El procesado ha rechazado, asimismo, que sus ingresos económicos fueran de procedencia ilícita. En este sentido ha precisado que por aquellas fechas trabajaba en la peluquería de su madre, una actividad por la que percibía un salario. También ha justificado varias inversiones inmobiliarias, una en Castro Urdiales, y en dos viviendas en Marbella, estas últimas promovidas por una empresa implicada en el caso Malaya. Al final las casas no se construyeron y el acusado recuperó la totalidad de lo invertido ademas de los intereses. El fiscal ha querido asimismo conocer el motivo por el que el acusado poseía un elevado número de terminales telefónicos, más de una decena. El acusado ha explicado que muchos de ellos eran viejos y estaban en desuso.

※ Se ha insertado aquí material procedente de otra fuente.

PR #207, opened 2017-02-16
Fix methods if no endpoints exist

smarlowucf:
Currently the instance endpoint methods all fail if the cloud service and/or instance have no endpoints. Instead of returning an empty list Azure is returning a None type for input_endpoints value.

- Add checks for None
- Add check for endpoint in delete and only delete if it exists
- Create new endpoints list on creation of an endpoint if value is None

### DIFF
--- a/azurectl/instance/endpoint.py
+++ b/azurectl/instance/endpoint.py
@@ -46,7 +46,11 @@ class Endpoint(object):
             raise AzureEndpointListError(
                 '%s: %s' % (type(e).__name__, format(e))
             )
-        results = config.input_endpoints if config.input_endpoints else []
+
+        if config.input_endpoints:
+            results = config.input_endpoints
+        else:
+            results = []
         return [self.__decorate(result) for result in results]
 
     def show(self, name):
@@ -57,7 +61,8 @@ class Endpoint(object):
                 '%s: %s' % (type(e).__name__, format(e))
             )
 
-        # If there are no endpoints the list is none not []
+        # If there are no endpoints the input_endpoints
+        # attribute is None.
         if config.input_endpoints:
             for endpoint in config.input_endpoints:
                 if endpoint.name == name:
@@ -88,8 +93,8 @@ class Endpoint(object):
                 enable_direct_server_return=False,
             )
 
-            # If there are no endpoints the list is none so create
-            # new list of endpoints.
+            # If there are no endpoints the input_endpoints
+            # attribute is None. Thus create and set new instance.
             if not config.input_endpoints:
                 config.input_endpoints = ConfigurationSetInputEndpoints()
 
--- a/azurectl/instance/endpoint.py
+++ b/azurectl/instance/endpoint.py
@@ -121,19 +121,19 @@ class Endpoint(object):
             config = self.__get_network_config_for_role(role)
 
             if not config.input_endpoints:
-                raise Exception(
+                raise AzureEndpointDeleteError(
                     "No endpoints found."
                 )
 
-            for i, endpoint in \
+            for index, endpoint in \
                     enumerate(config.input_endpoints.input_endpoints):
                 if endpoint.name == name:
-                    del config.input_endpoints.input_endpoints[i]
+                    del config.input_endpoints.input_endpoints[index]
                     break
             else:
                 # If for loop finishes normally no endpoint
                 # exists that matches the name.
-                raise Exception(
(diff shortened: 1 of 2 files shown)


azurectl/instance/endpoint.py
```diff
@@ -43,7 +46,7 @@ def list(self):
             raise AzureEndpointListError(
                 '%s: %s' % (type(e).__name__, format(e))
             )
-        results = config.input_endpoints
+        results = config.input_endpoints if config.input_endpoints else []
         return [self.__decorate(result) for result in results]
```
rjschwei: I hate it that the Python implementers decided that it was a good idea to copy bad syntax constructs from Perl. Postfix if sucks! Please break this into

if config.input_endpoints:
    results = config.input_endpoints
else:
    results = []

Perl best practices page 93 "Use block if, not postfix if" it was a bad idea in Perl and it remains a bad idea even if some people think it is great to copy bad coding style idea from other languages.

azurectl/instance/endpoint.py
```diff
@@ -53,17 +56,17 @@ def show(self, name):
...
-                result = endpoint
-                break
-        if result:
-            return self.__decorate(result)
-        else:
-            raise AzureEndpointShowError(
-                "No endpoint named '%s' was found." % name
-            )
+
+        # If there are no endpoints the list is none not []
```
rjschwei: This comment is incorrect, None is a data type thus "the list is none not []" is misleading

# If there are no endpoints the return is None rather than an empty list

is an option as a comment

azurectl/instance/endpoint.py
```diff
@@ -84,6 +87,12 @@ def create(
                 idle_timeout_in_minutes=idle_timeout,
                 enable_direct_server_return=False,
             )
+
+            # If there are no endpoints the list is none so create
+            # new list of endpoints.
```
rjschwei: Ditto on this comment, a list cannot be None

azurectl/instance/endpoint.py
smarlowucf: It's helpful in code golf though :wink:

azurectl/instance/endpoint.py
smarlowucf: Yes, bad wording. Will clean up both comments.

azurectl/instance/endpoint.py
```diff
@@ -105,11 +119,23 @@ def delete(self, name):
...
             role = self.__get_role()
             config = self.__get_network_config_for_role(role)
-            new_endpoints = []
-            for endpoint in config.input_endpoints.input_endpoints:
-                if endpoint.name != name:
-                    new_endpoints.append(endpoint)
-            config.input_endpoints.input_endpoints = new_endpoints
+
+            if not config.input_endpoints:
+                raise Exception(
```
schaefi: can we raise an AzureEndpointDeleteError please

azurectl/instance/endpoint.py
```diff
@@ -105,11 +119,23 @@ def delete(self, name):
...
+                    "No endpoints found."
+                )
+
+            for i, endpoint in \
```
schaefi: Can we make this more explicit, 'i' vs. 'index' or any other variable name which is more expressive

azurectl/instance/endpoint.py
```diff
@@ -105,11 +119,23 @@ def delete(self, name):
...
+                    enumerate(config.input_endpoints.input_endpoints):
+                if endpoint.name == name:
+                    del config.input_endpoints.input_endpoints[i]
+                    break
+            else:
+                # If for loop finishes normally no endpoint
+                # exists that matches the name.
+                raise Exception(
```
schaefi: can we raise an AzureEndpointDeleteError please

azurectl/instance/endpoint.py
smarlowucf: :+1:

azurectl/instance/endpoint.py
smarlowucf: Yeah, the reason I went with Exception is we re-raise with AzureEndpointDeleteError. So the message looks like:

`ERROR: AzureEndpointDeleteError: 'Exception: "No endpoints found."'`

instead of

`ERROR: AzureEndpointDeleteError: 'AzureEndpointDeleteError: "No endpoints found."'`

But I could add an except block to re-raise the exception as is...

PR #209, opened 2017-02-23
Use `compute data-disk attach` for either data-disks or VHD page blobs.

### LINKED ISSUE #206: attaching data-disks requires different API interactions

bear454:
Resolved #206

### DIFF
--- a/azurectl/commands/base.py
+++ b/azurectl/commands/base.py
@@ -91,6 +91,12 @@ class CliTask(object):
             self.command_args[cmd_arg]
         )
 
+    def validate_at_least_one_argument_is_set(self, keys=[]):
+        return Validations.validate_at_least_one_argument_is_set(
+            self.command_args,
+            keys
+        )
+
     def request_wait(self, request_id):
         if self.account:
             service = self.account.get_management_service()
--- a/azurectl/azurectl_exceptions.py
+++ b/azurectl/azurectl_exceptions.py
@@ -137,6 +137,10 @@ class AzureCustomDataTooLargeError(AzureError):
     pass
 
 
+class AzureDataDiskAttachError(AzureError):
+    pass
+
+
 class AzureDataDiskCreateError(AzureError):
     pass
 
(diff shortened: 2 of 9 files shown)


azurectl/commands/base.py
```diff
@@ -91,6 +91,12 @@ def validate_date(self, cmd_arg):
             self.command_args[cmd_arg]
         )
 
+    def validate_at_least_one_argument_is_set(self, keys=[]):
+        return Validations.validate_at_least_one_argument_is_set(
+            self.command_args,
+            keys
+        )
+
```
rjschwei: I am not certain this indirection adds value, i.e. at the call site of validate_at_least_one_argument_is_set one can also call the Validations.validate_at_least_one_argument_is_set without loss of clarity or intend. I think we can safe ourselves the extra hop.

rjschwei:
The extra indirection could also be considered style, thus I am not going to be adamant about making a code change.

bear454:
Not intentional indirection, but managing dependency injection, and scope of responsibility:

In this case, `Validation#validate_at_least_one_argument_is_set` requires as arguments a dictionary, and an array of keys, and ensures that at least one of `dictionary[key]` is assigned. This is easy to test :D

`CliTask#validate_at_least_one_argument_is_set` only requires as arguments an array of keys, as the dictionary is a class variable generated by `docopt`, and inherited by the specific command classes. So, the validation we perform in a command is _always_ against the CLI arguments, which makes sense and, as a bonus, simplifies the actual use of validation.

So... I'm going to leave it.

PR #211, opened 2017-03-10
Add update method to instance endpoint.

smarlowucf:
Add method and cli option to update an existing endpoint on an instance. All args can be changed except the endpoint name. This adds another arg --tcp to allow the choice of tcp, udp or None when updating. If neither option is chosen the current value is maintained.

### DIFF
--- a/azurectl/commands/compute_endpoint.py
+++ b/azurectl/commands/compute_endpoint.py
@@ -23,6 +23,13 @@ usage: azurectl compute endpoint -h | --help
            [--idle-timeout=<minutes>]
            [--udp]
            [--wait]
+       azurectl compute endpoint update --cloud-service-name=<name> --name=<name>
+           [--instance-name=<name>]
+           [--port=<port>]
+           [--instance-port=<port>]
+           [--idle-timeout=<minutes>]
+           [--udp | --tcp]
+           [--wait]
        azurectl compute endpoint list --cloud-service-name=<name>
            [--instance-name=<name>]
        azurectl compute endpoint show --cloud-service-name=<name> --name=<name>
@@ -35,6 +42,8 @@ usage: azurectl compute endpoint -h | --help
 commands:
     create
         add a new endpoint
+    update
+        update an existing endpoint
     delete
         remove an endpoint
     list
@@ -61,6 +70,8 @@ options:
         name of the endpoint, usually the name of the protocol that is carried
     --port=<port>
         port to open on the cloud service
+    --tcp
+        select TCP as the transport protocol for the endpoint. (update only)
     --udp
         select UDP as the transport protocol for the endpoint. If not specified,
         the default transport protocol is TCP
@@ -110,6 +121,8 @@ class ComputeEndpointTask(CliTask):
             self.__show()
         if self.command_args['create']:
             self.__create()
+        if self.command_args['update']:
+            self.__update()
         if self.command_args['delete']:
             self.__delete()
 
@@ -141,6 +154,31 @@ class ComputeEndpointTask(CliTask):
             ),
             ('udp' if self.command_args['--udp'] else 'tcp'),
             (self.command_args['--idle-timeout'] or '4')
+        )
+        if self.command_args['--wait']:
+            self.request_wait(request_id)
+        self.result.add(
+            'endpoint:' + self.command_args['--name'], request_id
+        )
+        self.out.display()
+
+    def __update(self):
+        if self.command_args['--udp']:
+            protocol = 'udp'
+        elif self.command_args['--tcp']:
+            protocol = 'tcp'
+        else:
+            protocol = None
+
+        request_id = self.endpoint.update(
+            self.command_args['--name'],
+            self.command_args['--port'],
+            (
+                self.command_args['--instance-port'] or
+                self.command_args['--port']
+            ),
+            protocol,
+            self.command_args['--idle-timeout']
         )
         if self.command_args['--wait']:
             self.request_wait(request_id)
--- a/azurectl/instance/endpoint.py
+++ b/azurectl/instance/endpoint.py
@@ -21,7 +21,8 @@ from azurectl.azurectl_exceptions import (
     AzureEndpointCreateError,
     AzureEndpointDeleteError,
     AzureEndpointListError,
-    AzureEndpointShowError
+    AzureEndpointShowError,
+    AzureEndpointUpdateError
 )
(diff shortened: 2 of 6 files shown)


azurectl/commands/compute_endpoint.py
```diff
@@ -23,6 +23,13 @@
            [--idle-timeout=<minutes>]
            [--udp]
            [--wait]
+       azurectl compute endpoint update --cloud-service-name=<name> --name=<name>
+           [--instance-name=<name>]
+           [--port=<port>]
+           [--instance-port=<port>]
+           [--idle-timeout=<minutes>]
+           [--udp | --tcp]
```
smarlowucf: Given azurectl is using the legacy service management api which [prevents creation of udp endpoints](https://github.com/Azure/azure-sdk-for-python/issues/334) I think it would be cleaner to remove the protocol option.

A udp endpoint cannot be created via azurectl or azure sdk. The only option would be to change an existing udp to tcp.

schaefi: It would be an incompatible change. I'm ok with deleting the --udp endpoint support but only if we don't need it. I think for our use case we only need to add tcp endpoints but I'm not sure. So let James and Robert add their thoughts.

From a technical perspective I think the only hurdle is that the request should not set an idle timeout for the setup of an udp endpoint. I didn't had a closer look, but we could also consider to add a patch in the sdk code to make this work

schaefi:
code looks great 👍

azurectl/commands/compute_endpoint.py
rjschwei: OK, I looked through the referenced thread and poked at the code a bit (azure sdk). It appears that the claim that endpoint creation for udp is being prevented is over stated. Based on the info in the issue it appears that endpoint creation for udp is possible just not straight forward. Now that leaves the question whether we handle it correctly or not, and if we do not handle it correctly whether we want to spend the effort to fix it or remove it.

So before we remove anything we first need to confirm that azurectl can indeed not create a udp endpoint.

bear454: UDP endpoint creation is clearly _intended_ to be supported by the SDK, and is supported by the ASM REST API (so many acronyms!) ; I don't see any reason to drop it; if anything we should weigh in on getting the SDK fixed up.

smarlowucf: Yes, I did not add the full explanation.

As far as azurectl endpoint creation UDP is unavailable. An attempt to create a UDP port returns error due to the IdleTimeoutInMinutes being [defaulted to 4](https://github.com/SUSE/azurectl/blob/master/azurectl/commands/compute_endpoint.py#L143).

This however matches the [ConfigurationSetInputEndpoint](https://github.com/Azure/azure-sdk-for-python/blob/master/azure-servicemanagement-legacy/azure/servicemanagement/models.py#L1189) constructor in the SDK which also defaults to 4.

The [serializer](https://github.com/Azure/azure-sdk-for-python/blob/master/azure-servicemanagement-legacy/azure/servicemanagement/_serialization.py#L851) for SDK also always includes the value independent of protocol.

So this is something that could be fixed in SDK and azurectl but I don't know what the timeline is for Microsoft supporting these legacy endpoints in the SDK.

rjschwei: The way things look based on the latest information available today we are probably going to need the ASM implementation for at least another year. ARM still has no publishing support. Given that there is a large long tail of ASM instances and easy migration from ASM to ARM has not been made public I'd say it will be more than 1 year. Thus I think we should consider helping on the SDK side to get this to work.

rjschwei: You can file a new issue for azurectl indicating that the udp option is not working, but we removing it is IMHO not the best approach to address the issue.

smarlowucf: Okay, so as far as this update method it will remain as is and I will create an issue for udp and look into that on both ends (azurectl/SDK).

azurectl/commands/compute_endpoint.py
```diff
@@ -23,6 +23,13 @@
            [--idle-timeout=<minutes>]
            [--udp]
            [--wait]
+       azurectl compute endpoint update --cloud-service-name=<name> --name=<name>
```
bear454: This command should be after list & show, before delete, according to https://github.com/suse/azurectl#constructing-the-docstring

azurectl/commands/compute_endpoint.py
```diff
@@ -35,6 +42,8 @@
 commands:
     create
         add a new endpoint
+    update
```
bear454: The commands section should be sorted alphabetically, according to https://github.com/suse/azurectl#constructing-the-docstring

azurectl/instance/endpoint.py
```diff
@@ -115,6 +116,64 @@ def create(
...
+            config = self.__get_network_config_for_role(role)
+
+            if not config.input_endpoints:
+                raise AzureEndpointUpdateError(
+                    "No endpoints found."
+                )
+
+            for index, endpoint in \
+                    enumerate(config.input_endpoints.input_endpoints):
+                if endpoint.name == name:
```
bear454: How do we want to handle case sensitivity? 

The API is not case sensitive, e.g. you cannot create an endpoint named 'ssh' if you have one named 'SSH'...

doc/man/azurectl::compute::endpoint.md
```diff
@@ -17,6 +17,15 @@ __azurectl__ compute endpoint create --cloud-service-name=*name* --name=*name*
     [--udp]
     [--wait]
 
+__azurectl__ compute endpoint update --cloud-service-name=*name* --name=*name*
```
bear454: Again, need to move this into CRUD order.

doc/man/azurectl::compute::endpoint.md
```diff
@@ -39,6 +48,10 @@ a port on the specified virtual machine instance. If the virtual machine's
 __instance-name__ is the same as the __cloud-service-name__, the
 __--instance-name__ argument may be omitted.
 
+## __update__
```
bear454: ... and this in alphabetical order ;-)

azurectl/instance/endpoint.py
smarlowucf: Good catch. This will be the same as the delete and show methods. We can compare the uppercase for each.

El presunto cerebro ha manifestado que, exceptuando los lazos familiares con su madre, el excompañero de esta y la exesposa, no tenía trato como los restantes acusados, a excepción de con el considerado lugarteniente. De este ha dicho que solo le conocía de sus salidas de fiesta.

El fiscal pide para la supuesta mano derecha del cabecilla 14 años de prisión. Este ha negado su participación en los hechos, aunque ha tenido sus dificultades para explicar los motivos por los que una cuenta suya se utilizó para pagar parte de los 71.000 euros que había que satisfacer por la adquisición del velero.

También ha querido conocer el fiscal si contaba con numerosos teléfonos móviles para encubrir la actividad de tráfico de drogas. El acusado ha respondido que los «botaba» cuando se agotaba el prepago.